▸ **WHAT IS REQUIRED**
Where a line holds the word "changelog", count it, then give only the total for the entries below.

(SOURCE DATA Opens)

PR #5925, opened 2024-02-21
Fix an error when Cybran air factories are destroyed while they are building a unit

### LINKED ISSUE #5796: Bug in effectutilities.lua
Bug 3778. Need to add a check for nil or on unit death..
```
warning: Error running lua script: ...a\faforever\gamedata\lua.nx2\lua\effectutilities.lua(345): attempt to loop over field `BuildEffectBones' (a nil value)
         stack traceback:
         	...a\faforever\gamedata\lua.nx2\lua\effectutilities.lua(345): in function <...a\faforever\gamedata\lua.nx2\lua\effectutilities.lua:341>
         	...ata\lua.nx2\lua\sim\units\cybran\cairfactoryunit.lua(62): in function <...ata\lua.nx2\lua\sim\units\cybran\cairfactoryunit.lua:56>
         	```

### PR DESCRIPTION
**Pull request by Basilisk3**
Closes #5796

### DIFF
--- a/lua/EffectUtilities.lua
+++ b/lua/EffectUtilities.lua
@@ -340,10 +340,10 @@ local UnitBuildEffects = {
 ---@param buildEffectsBag TrashBag
 function CreateCybranFactoryBuildEffects(builder, unitBeingBuilt, buildBones, buildEffectsBag)
     CreateCybranBuildBeamsOpti(builder, nil, unitBeingBuilt, buildEffectsBag, false)
-    WaitTicks(10)
+    WaitTicks(8)
 
     local builderArmy = builder.Army
-    while not unitBeingBuilt:BeenDestroyed() do
+    if not unitBeingBuilt:BeenDestroyed() then
         for _, bone in buildBones.BuildEffectBones do
             for _, effect in BuildEffects do
                 TrashBagAdd(buildEffectsBag, CreateAttachedEmitter(builder, bone, builderArmy, effect))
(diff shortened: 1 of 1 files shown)

### CODE REVIEW

File: lua/EffectUtilities.lua [hunk 1]
```diff
@@ -340,11 +340,14 @@ local UnitBuildEffects = {
 ---@param buildEffectsBag TrashBag
 function CreateCybranFactoryBuildEffects(builder, unitBeingBuilt, buildBones, buildEffectsBag)
     CreateCybranBuildBeamsOpti(builder, nil, unitBeingBuilt, buildEffectsBag, false)
+    WaitTicks(10)
 
     local builderArmy = builder.Army
-    for _, bone in buildBones.BuildEffectBones do
-        for _, effect in BuildEffects do
-            TrashBagAdd(buildEffectsBag, CreateAttachedEmitter(builder, bone, builderArmy, effect))
+    while not unitBeingBuilt:BeenDestroyed() do
```
Garanas, line 346: I'm fairly certain that this should be an `if` statement and not a while loop.

lua/EffectUtilities.lua
```diff
@@ -340,11 +340,14 @@ local UnitBuildEffects = {
 ---@param buildEffectsBag TrashBag
 function CreateCybranFactoryBuildEffects(builder, unitBeingBuilt, buildBones, buildEffectsBag)
     CreateCybranBuildBeamsOpti(builder, nil, unitBeingBuilt, buildEffectsBag, false)
+    WaitTicks(10)
```
Garanas, line 343: Why would we wait here?

lua/EffectUtilities.lua
Basilisk3: 👍

lua/EffectUtilities.lua
Basilisk3: I reduced it to 8, unfortunately some sort of delay appears to be required. At 5 ticks, it still errors out sometimes.

Garanas:
I'm not certain whether this is the right direction. The additional wait is 'fixing' something else, but I feel like we do not fully understand what the wait fixes.

Garanas:
I don't think this is the correct direction to take. The error is not critical, I'll try another approach in a bit when I re-evaluate the Cybran build effects in general.

PR #5926, opened 2024-02-22
[Revision] Buff Continental 2.0

zqh9843:
Current maintenance cost is a bit too excessive for a 3k shield, 400e/s is like 500 mass investment in T3 Pgen that both you and your land teammate will have to seriously consider.
Also the shield and armor HP are swapped so the continental fares a little bit better in long term operations(less need for landing/repair) and protecting its passengers without making intercepting it a big challenge. (compared to 10500 overall hp in previous PR made by Apollo)
Reduce maintenance cost and swap Shield/Armor values.
Armor: 4500 -> 3000
E drain of shield: 400 -> 225
Shield: 3000 -> 4500
Shield Rebuild: 35s -> 40s
Shield Regen: 35/s -> 45/s

All those stats can be adjusted if necessary.
Hopefully with these buffs we will see more use of Continental.


apollodeathstar:
I like these changes, I think it could use a tiny speed buff to 16 to help set it more apart and justify the extra investment T3 air investment and give it a little suga.

MrRowey:
The Balance Team at this moment in time sees no need to buff the Continental

Issue #5919, opened 2024-02-19
Target Priorities are not standardized among unit types


apollodeathstar:
**Describe the bug**
Target Priorities are not standardized among unit types, possibly leading to either performance issues or less then optimal unit actions, effecting balance. 

**Expected behavior**
Units that share unit types have standardized targeting behavior at similar performance costs.

**Additional context**
Under guidance, I would attempt to standardize unit target priorities across unit types.

_This bug report will be read by people that have not experienced the bug themselves - this report is all they have to investigate. The more precise your report, the easier it becomes for us to help you._

apollodeathstar:
I also think it may be good to add a new target priority category specifically for T1-3 interceptors/ASF then def Air units will be able to focus their defense on their biggest threats the ASF trying to kill them. 

The same category could be added to interceptors/ASF so that they focus other ASF's first but that may have to be checked for performance due to the very large numbers that get amassed in games.

I don't know if there has been much meta play regarding using T1 scouts etc in order to cheese/spoof enemy ASF balls but it is something to think about as a player behind on ASF numbers could tech pump out a bunch of scouts in order to make up for lack of ASF numbers in a fight to have enemy ASF waste salvos and win the fight. It is something to consider though. 

This may only be a issue in late game ASF vs ASF engagements so even just adding a category for ASF may be enough to ward off such an issue.

apollodeathstar:
I agree that's the best way to go about it. splitting it into manageable categories will make it easier to submit and track and air units are a good place to start because it will be simpler then more complex interactions.

Is there a targetpriorities list somewhere that has the full list of possible targets? If not that is probably the first thing I can work on gathering from the various unit files.

Garanas:
Target priorities are just (combined) categories. One could consider this to be a list:

- https://github.com/FAForever/fa/blob/deploy/fafdevelop/engine/Core/Categories.lua

But in general for air units `GROUNDATTACK` means it is a gunship, `BOMBER` means it is a bomber, `TRANSPORTATION` means it is a transport and `ANTIAIR` means it shoots the previous three categories 😃

Garanas:
> I also think it may be good to add a new target priority category specifically for T1-3 interceptors/ASF then def Air units will be able to focus their defense on their biggest threats the ASF trying to kill them.

This would be the `ANTIAIR` category

apollodeathstar:
[...]

PR #5928, opened 2024-02-22
Evaluate and rework the categories of UEF air units

Garanas:
Related to #5919 

Introduces the `WEAK...` categories to various units. Also removes the `NUKE` category from the strategic bomber as it is... not a strategic unit. 

~~What I found interesting is that there's very little to no distinction between regular bombers and torpedo bombers. I was thinking of introducing a `TORPEDO` category to the torpedo bomber to make it more distinguishable. Now, of course - mods that are unmaintained will not follow this practice and therefore it would only apply to units we ship with FAForever directly.~~

edit: apparently the `ANTINAVY` category means 'something that fires torpedo's according to torpedo weapons and the categories of naval units, as seen in https://github.com/FAForever/fa/pull/5929. As a result, introducing `TORPEDO` is not necessary because `ANTINAVY` essentially means that.

### DIFF
--- a/units/UEA0103/UEA0103_unit.bp
+++ b/units/UEA0103/UEA0103_unit.bp
@@ -54,6 +54,7 @@ UnitBlueprint{
         "PRODUCTSC1",
         "RECLAIMABLE",
         "SELECTABLE",
+        "SHOWATTACKRETICLE",
         "SNIPEMODE",
         "TECH1",
         "UEF",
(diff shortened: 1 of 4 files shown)


Garanas:
@relent0r / @maudlin27 please evaluate these category changes to make sure they do not mess with your AI 😃 !

relent0r:
No issues with this one.

p.s did not know that particular bomber had a nuke category!

PR #6458, opened 2024-09-23
Annotate the damage data passed from weapons to projectiles

lL1l1:

This is the table passed from weapons to projectiles so that the projectiles know their damage-dealing behavior

Started from `GetDamageTableInternal` and manually traced wherever the data was passed and used.
Also checked that my explanation of the metatable was correct by checking the projectile's vs weapon's `debug.allocatedsize()` of the damage table (40 vs 360 bytes) on the Aeon ACU's main gun.

## Additional context

I noticed that `CollideFriendly`'s functionality is broken. There is also an unused `CollideFriendlyShield` field that could be cleaned up.

## Checklist

### DIFF
--- a/changelog/snippets/sections/other.6458.md
+++ b/changelog/snippets/sections/other.6458.md
@@ -1,0 +1,1 @@
+- (#6458) Annotate the damage data table passed from weapons to projectiles.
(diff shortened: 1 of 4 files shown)


clyfordv (approved):
Annotations are good, no warnings thrown.

PR #6460, opened 2024-09-24
Add a workflow to automatically convert pull requests to draft

BlackYps:
First of possibly many workflows to help us automate project management

### DIFF
--- a/.github/workflows/auto-draft-pr.yaml
+++ b/.github/workflows/auto-draft-pr.yaml
@@ -2,7 +2,7 @@ name: Convert PRs to Draft on Opening
 
 on:
   pull_request:
-    types: [opened]
+    types: [synchronize]
 
 jobs:
   convert_to_draft:
--- a/.github/workflows/auto-draft-pr.yaml
+++ b/.github/workflows/auto-draft-pr.yaml
@@ -1,0 +1,18 @@
+name: Convert PRs to Draft on Opening
+
+on:
+  pull_request:
+    types: [opened]
+
+jobs:
+  convert_to_draft:
+    runs-on: ubuntu-latest
+    steps:
+      - name: Install GitHub CLI
+        run: sudo apt-get install gh -y
+
+      - name: Authenticate GitHub CLI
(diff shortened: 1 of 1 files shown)


Garanas:
I am missing the bigger picture here. What does this solve exactly?

BlackYps:
It's solving the problem that I want PRs to be drafts when they are not ready for review because the person that opened it still wants to implement additional things. People will forget to do this, because in the repo settings we can not set PRs to be drafts by default. So I added this action to do it for us.

It's not the most important thing, but it was easier than the manipulations of the project status that I have in mind to automate the milestone overview. I picked this to get familiar with automatic workflows that use github cli and are triggered by events. I should probably describe that in detail in an issue, so someone else can pick the further automations up.

Garanas:
I see, but the downside is that not all pull requests are necessarily unfinished. But there are pros/cons to everything, haha.

.github/workflows/auto-draft-pr.yaml
```diff
@@ -0,0 +1,14 @@
+name: Convert PRs to Draft on Opening
```
Garanas, line 1: Since this repository has no global license I would add the standard MIT license at the top of the file.

BlackYps:
Luckily it's just a click of a button when the pull request is ready to be reviewed

.github/workflows/auto-draft-pr.yaml
BlackYps: Seems a bit unelegant to specify this on the file level, but until we have a better solution I will do this.

Garanas (approved):

Garanas:
I agree, I can see the value. At a minimum it will help to identify what contributions are ready to be reviewed.

Garanas:
@BlackYps I think this approach does not work when a pull request originates from a fork.

image

See also an error message:

```
Run gh pr ready --undo 6518
API call failed: GraphQL: Resource not accessible by integration (convertPullRequestToDraft)
Error: Process completed with exit code 1.
```

Shall I disable the workflow for now?

PR #6464, opened 2024-09-27
Make shield assist start repairing the shield instantly

lL1l1:
## Issue
Compared to other construction/unit repair projects, shields can take a very long time to repair when assisted, varying between 7-11 ticks from the shield's `OnDamage` until `OnStartBuild` is called. Repairing takes 1 tick to start.
The behavior was brought up to attention in a Discord [balance suggestion](https://discord.com/channels/197033481883222026/1286761127870464010/1286864739766505555).

- When a shield is damaged, it issues a repair and guard order to units guarding it. This causes them to start repairing in 1 tick instead of 7-11 ticks.
  - This can happen once per tick.
  - Guards must have an empty command queue aside from the guard order to be affected.

Spawn a shield/paragon/sniper bot/engineer presets and log the time difference using the debug setup commit.
```
   CreateUnitAtMouse('xab1401', 0,   -9.50,    8.32, -0.00000)
   CreateUnitAtMouse('urb4202', 0,    2.50,   -1.68,  0.00000)
   CreateUnitAtMouse('xsl0305', 1,   17.50,  -15.68, -0.00000)
   CreateUnitAtMouse('url0301_engineer', 0,   -2.16,    4.66, -0.00000)
   CreateUnitAtMouse('url0301_engineer', 0,   -3.52,    3.30, -0.00000)
   CreateUnitAtMouse('url0301_engineer', 0,   -4.83,    1.07,  0.00000)
```

## Balance implications
This makes shield assistance significantly more powerful against fast bursts of high damage such as Aeon T3 Arty (6k damage --1 second-> 6k damage), synchronized T3 artillery (especially Aeon artillery), or the Mavor (16k every 4.8 seconds). Outside of defending against strategic artillery, I don't think there are similar situations where shield assist is commonly used.

Buffing shield assistance in this way is fair because it already drains a massive amount of resources to let the player focus on other tasks than microing shields against artillery (which I reckon is not the gameplay that most are interested in). Keeping a consistently achievable shield assistance outcome, unaffected by random assist reaction time vs burst damage, would fulfill this goal of letting the player do other tasks.

It could make shield assist too powerful in which case I would reduce the efficiency of shield repair by adjusting the `RegenAssistMult` (determines much regen is given for an amount of buildpower) or changing the repair cost of shields directly.

## Checklist


clyfordv (approved):
Tested, changes are good, assisters start repairing immediately instead of waiting.

PR #6465, opened 2024-09-28
Improve the visual representation of multiple projectiles by increasing their `StrategicIconSize`

Basilisk3:
**Usha-Ah: Seraphim T3 Sniper Bot (secondary firing mode):**
The current `StrategicIconSize` of this projectile is set to `1`. This is too small, because the projectile is very fast and thereby easy to miss. A `StrategicIconSize` of  `1` also does not represent the actual strength of the projectile well (2000 damage).

I changed the `StrategicIconSize` to `4` in this PR. Alternative and possibly preferable options could be:
- Only increase it to `3` since `4` is only used by TML missiles.
- Decrease the `StrategicIconSize` of the first firing mode to `2` and and only increase the size of the second firing mode to `3`.

**Othuum: T3 Siege Tank (heavy cannon); Yenzyne: T2 Hover Tank:**
StrategicIconSize: 1 --> 2

**Percival: T3 Armored Assault Bot:**
StrategicIconSize: 2 --> 3

## Checklist


lL1l1:
Comparison from left to right of percivals, bricks (both size 2), normal sniper shots (size 3), and sniper sniper shots (size 4).

{165CC18A-52DB-411F-843A-F502A43C6C75}

I think for how high velocity and high damage the projectiles are, it's fine to use the unique size 4 icon. You could argue that normal shots should be size 2 and then size 3 for sniper shots, but I think the argument against that is that the high velocity and long range needs a larger size to be noticed in contrast to the slow/short range percy/brick projectiles.

By the way, Othuums have size 1 projectiles for both weapons. The Thau Cannon could have size 2. Also the Thau cannon is listed as indirect fire in the UI, although indirect fire range rings + direct fire UI text is possible.

lL1l1:
In particular for this type of view the size is even more important:
{37722837-9A88-44C8-B35F-FEB0E6C827FA}

lL1l1 (approved):

Basilisk3:
How about giving the Percival's projectile a `StrategicIconSize` of 3?

> Also the Thau cannon is listed as indirect fire in the UI, although indirect fire range rings + direct fire UI text is possible.

Changed in #6424. I think it makes more sense for it be labed as `Direct Fire`.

(SOURCE DATA Closes)

▸ **REPLY**
2